=== Section Start ===
PR #982, opened 2025-11-03
NIXL/UCX: Optimize request handling

iyastreb:
## What?
sglang workflow (and other LLMs workflows as well) is using huge batches (around 64k elements of very small size <1KB). This leads to large amount of UCP request being stored and tracked by NIXL. The problem is that NIXL checking so many requests delays calling progress on workers, which leads to higher latency and lower TTFT.

This PR aims to significantly reduce the request handling overhead by:
- Remove _init and _fini callbacks for UCP requests
- Reduce request memory footprint (removed `amBuffer`, `completed` fields)
- Store connection shared_ptr in handle, not in request
- When checking batch status, check status of LAST request. If it's incomplete - return IN_PROG immediately without checking others
- Improve AM message handling, so that buffer is deallocated in callback, and detach it from request

## Perf boost:
With this change I see performance improvement around **50% in nixlbench** (512 msg size, 65000 batch size, 8 progress threads), and **20% TTFT reduction in sglang**.

## Next steps
Potential improvements in the next PR:
- Aggressive optimization: drop most of the batch requests immediately after creating. This gives a huge perf boost. But we need to make sure it's consistent and error handling works well. Need to take into account multiple EPs use case
- Can we postpone request put step from `status` to `release`, so that workers are not blocked by this bookkeeping stage


src/plugins/ucx/ucx_backend.cpp
```diff
@@ -358,8 +328,11 @@ class nixlUcxBackendH : public nixlBackendReqH {
     }
 
     void
-    append(nixlUcxIntReq *req) {
-        requests_.push_back(req);
+    append(nixlUcxReq req, ucx_connection_ptr_t conn) {
+        nixlUcxIntReq *req_int = reinterpret_cast<nixlUcxIntReq *>(req);
```
rakhmets: Please use `auto`, since the type is explicitly mentioned on the right side.

src/plugins/ucx/ucx_backend.h
```diff
@@ -288,7 +288,7 @@ class nixlUcxEngine : public nixlBackendEngine {
     nixl_status_t
     notifSendPriv(const std::string &remote_agent,
                   const std::string &msg,
-                  nixlUcxReq &req,
+                  nixlUcxReq *req,
```
rakhmets: I think it makes sense to make it `nixlUcxReq *req = nullptr`, so you can use the method without adding `nullptr`.

src/utils/ucx/ucx_utils.cpp
```diff
@@ -236,11 +236,25 @@ nixl_status_t nixlUcxEp::disconnect_nb()
...
-nixl_status_t nixlUcxEp::sendAm(unsigned msg_id,
-                                void* hdr, size_t hdr_len,
-                                void* buffer, size_t len,
-                                uint32_t flags, nixlUcxReq &req)
-{
+using nixl_ucx_am_cb_ctx_t = std::pair<void *, nixlUcxEp::am_deleter_t>;
+using nixl_ucx_am_cb_ctx_ptr_t = std::unique_ptr<nixl_ucx_am_cb_ctx_t>;
+
+void
+nixlUcxEp::sendAmCallback(void *request, ucs_status_t status, void *user_data) {
```
rakhmets, line 243: This method can be put into unnamed namespace in .cpp file to avoid adding it to the class interface.

src/utils/ucx/ucx_utils.cpp
```diff
@@ -236,11 +236,25 @@ nixl_status_t nixlUcxEp::disconnect_nb()
...
+    nixl_ucx_am_cb_ctx_t *ctx = (nixl_ucx_am_cb_ctx_t *)user_data;
```
rakhmets: const_cast

src/plugins/ucx/ucx_backend.cpp
```diff
@@ -1768,12 +1736,29 @@ nixlUcxEngine::notifSendPriv(const std::string &remote_agent,
...
+                     (void *)buffer->data(),
+                     buffer->size(),
+                     UCP_AM_SEND_FLAG_EAGER,
+                     tmp_req,
+                     deleter);
+    if (ret != NIXL_SUCCESS && ret != NIXL_IN_PROG) {
+        /* Failed to send active message, delete buffer */
+        delete buffer;
+    } else if (req != nullptr) {
+        *req = tmp_req;
```
rakhmets: What is the reason for adding temporary variable? Why can't we use `req`?

src/plugins/ucx/ucx_backend.cpp
```diff
@@ -1768,12 +1736,29 @@ nixlUcxEngine::notifSendPriv(const std::string &remote_agent,
...
     // TODO: replace with mpool for performance
 
-    auto buffer = std::make_unique<std::string>(ser_des.exportStr());
-    ret = ep->sendAm(
-        NOTIF_STR, NULL, 0, (void *)buffer->data(), buffer->size(), UCP_AM_SEND_FLAG_EAGER, req);
-    if (ret == NIXL_IN_PROG) {
-        nixlUcxIntReq* nReq = (nixlUcxIntReq*)req;
-        nReq->amBuffer = std::move(buffer);
+    std::string *buffer = new std::string(ser_des.exportStr());
+    auto deleter = [buffer, req](void *request, void *ptr) {
```
rakhmets: `req` and `request` look similar. Maybe `request` and `completed_request`?

src/plugins/ucx/ucx_backend.cpp

src/plugins/ucx/ucx_backend.cpp
iyastreb: done

src/plugins/ucx/ucx_backend.cpp
iyastreb: req can be nullptr now, if caller is not interested to track it

src/plugins/ucx/ucx_backend.h
iyastreb: ok

src/utils/ucx/ucx_utils.cpp
iyastreb: I thought about it, but still prefer to keep it in the class to reduce the visibility scope and keep related things together

src/utils/ucx/ucx_utils.cpp
iyastreb: static_cast

src/plugins/ucx/ucx_backend.cpp
rakhmets: Wouldn't it be better to pass `req` to `sendAm`, and add there:
```C++
if (req != nullptr) {
    req = static_cast<nixlUcxReq>(request);
}
```
?

src/plugins/ucx/ucx_backend.cpp
```diff
@@ -1759,21 +1727,38 @@ int nixlUcxEngine::progress() {
...
+    nixlUcxReq tmp_req;
+    ret = ep->sendAm(NOTIF_STR,
+                     NULL,
+                     0,
+                     (void *)buffer->data(),
+                     buffer->size(),
+                     UCP_AM_SEND_FLAG_EAGER,
+                     tmp_req,
+                     deleter);
+    if (ret != NIXL_SUCCESS && ret != NIXL_IN_PROG) {
```
rakhmets: It seems we can delete buffer if `ret` is `NIXL_SUCCESS`.
Maybe use `unique_ptr`, and release it if `ret == NIXL_IN_PROG`?

src/plugins/ucx/ucx_backend.cpp
```diff
@@ -1759,21 +1727,38 @@ int nixlUcxEngine::progress() {
...
+        delete buffer;
+        if (nullptr == req) {
+            /* Caller is not interested in the request, free it */
+            ucp_request_free(completed_request);
+        }
+    };
+
+    nixlUcxReq tmp_req;
+    ret = ep->sendAm(NOTIF_STR,
+                     NULL,
```
rakhmets: nullptr

src/utils/ucx/ucx_utils.cpp
rakhmets: ah... Now I see your answer. It's `ucx_utils` file containing dozens of class declarations and definitions...

src/plugins/ucx/ucx_backend.cpp

src/plugins/ucx/ucx_backend.cpp
iyastreb: I disabled immediate completion with UCP_OP_ATTR_FLAG_NO_IMM_CMPL, so normally callback is always called. But I like your idea, let me check if it works

src/plugins/ucx/ucx_backend.cpp
iyastreb: No, this is not an option, because we need to return request from the function immediately, so that caller can track it. If we do that in callback, then req remains unassigned until request completion

src/plugins/ucx/ucx_backend.cpp
iyastreb: I removed UCP_OP_ATTR_FLAG_NO_IMM_CMPL flag
Now I call deleter from sendAm if it completes immediately, and caller code is cleaner

src/plugins/ucx/ucx_backend.cpp
rakhmets: I think I wasn't clear in my last comment.
```C++
    nixl_status_t
    notifSendPriv(const std::string &remote_agent,
                  const std::string &msg,
                  const std::unique_ptr<nixlUcxEp> &ep,
                  nixlUcxReq *req = nullptr) const;
...
nixl_status_t
nixlUcxEngine::notifSendPriv(const std::string &remote_agent,
                             const std::string &msg,
                             const std::unique_ptr<nixlUcxEp> &ep,
                             nixlUcxReq *req) const {
...
    ret = ep->sendAm(NOTIF_STR,
                     nullptr,
                     0,
                     static_cast<void *>(buffer->data()),
                     buffer->size(),
                     UCP_AM_SEND_FLAG_EAGER,
                     req,
                     deleter);
...
    nixl_status_t
    sendAm(unsigned msg_id,
           void *hdr,
           size_t hdr_len,
           void *buffer,
           size_t len,
           uint32_t flags,
           nixlUcxReq *req = nullptr,
           am_deleter_t deleter = nullptr);
...
nixl_status_t
nixlUcxEp::sendAm(unsigned msg_id,
                  void *hdr,
                  size_t hdr_len,
                  void *buffer,
                  size_t len,
                  uint32_t flags,
                  nixlUcxReq *req,
                  am_deleter_t deleter) {
...
    if (UCS_PTR_IS_PTR(request)) {
        ctx.release();
        if (req != nullptr) {
            *req = static_cast<nixlUcxReq>(request);
        }
        return NIXL_IN_PROG;
    }
    if (deleter) {
        deleter(nullptr, buffer);
    }
...
```

iyastreb: I see, makes sense, done

src/utils/ucx/ucx_utils.cpp
```diff
@@ -251,10 +265,25 @@ nixl_status_t nixlUcxEp::sendAm(unsigned msg_id,
...
     ucs_status_ptr_t request = ucp_am_send_nbx(eph, msg_id, hdr, hdr_len, buffer, len, &param);
     if (UCS_PTR_IS_PTR(request)) {
-        req = (void*)request;
+        ctx.release();
+        if (req != nullptr) {
+            *req = static_cast<nixlUcxReq>(request);
+        }
         return NIXL_IN_PROG;
+    } else {
+        if (deleter) {
```
brminich: maybe
```suggestion
    } else if (deleter) {
```

src/plugins/ucx/ucx_backend.cpp
```diff
@@ -295,51 +288,28 @@ class nixlUcxIntReq {
...
-}
-
 /****************************************
  * Backend request management
 *****************************************/
 
 class nixlUcxBackendH : public nixlBackendReqH {
 private:
     std::vector<nixlUcxIntReq *> requests_;
+    std::set<ucx_connection_ptr_t> connections_;
```
rakhmets, line 300: Shouldn't it be declared before `requests_`, since `connections_` contains shared pointers to objects, and `requests_`
contains raw pointers to the same objects?

iyastreb: I can put it before, but it does not matter at all, because nixlUcxIntReq is not constructed/destructed as C++ object, its lifetime is managed by UCP memory pool

src/utils/ucx/ucx_utils.cpp
iyastreb: ok

rakhmets (approved):

src/plugins/ucx/ucx_backend.cpp
```diff
@@ -394,37 +368,37 @@ class nixlUcxBackendH : public nixlBackendReqH {
...
-                _internalRequestReset(req);
-                worker->reqRelease((nixlUcxReq)req);
-            } else {
+            nixl_status_t ret = ucx_status_to_nixl(ucp_request_check_status(req));
+            if (__builtin_expect(ret == NIXL_SUCCESS, 0)) {
+                worker->reqRelease(req);
+            } else if (ret == NIXL_IN_PROG) {
+                if (out_ret == NIXL_SUCCESS) {
+                    out_ret = NIXL_IN_PROG;
+                }
```
brminich, line 393: i'd return once the first IN_PROG request found
can be addressed in the following optimization PR

iyastreb: I don't think we need to optimize this, because this is not a regular workflow:
- Since LAST request completed successfully, all the previous request must be completed as well
- If some of them is IN_PROG - this means our check is not consistent, so I thought of adding a warning maybe
- But more importantly we want to check all the request to detect whether some of them are in ERROR state. If we return early we might never reach failing request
=== Section End ===
▸ **What the task requires**
Each line of the listing above that contains the word "without" is to be copied.

▸ **The completed task**
- When checking batch status, check status of LAST request. If it's incomplete - return IN_PROG immediately without checking others
rakhmets: I think it makes sense to make it `nixlUcxReq *req = nullptr`, so you can use the method without adding `nullptr`.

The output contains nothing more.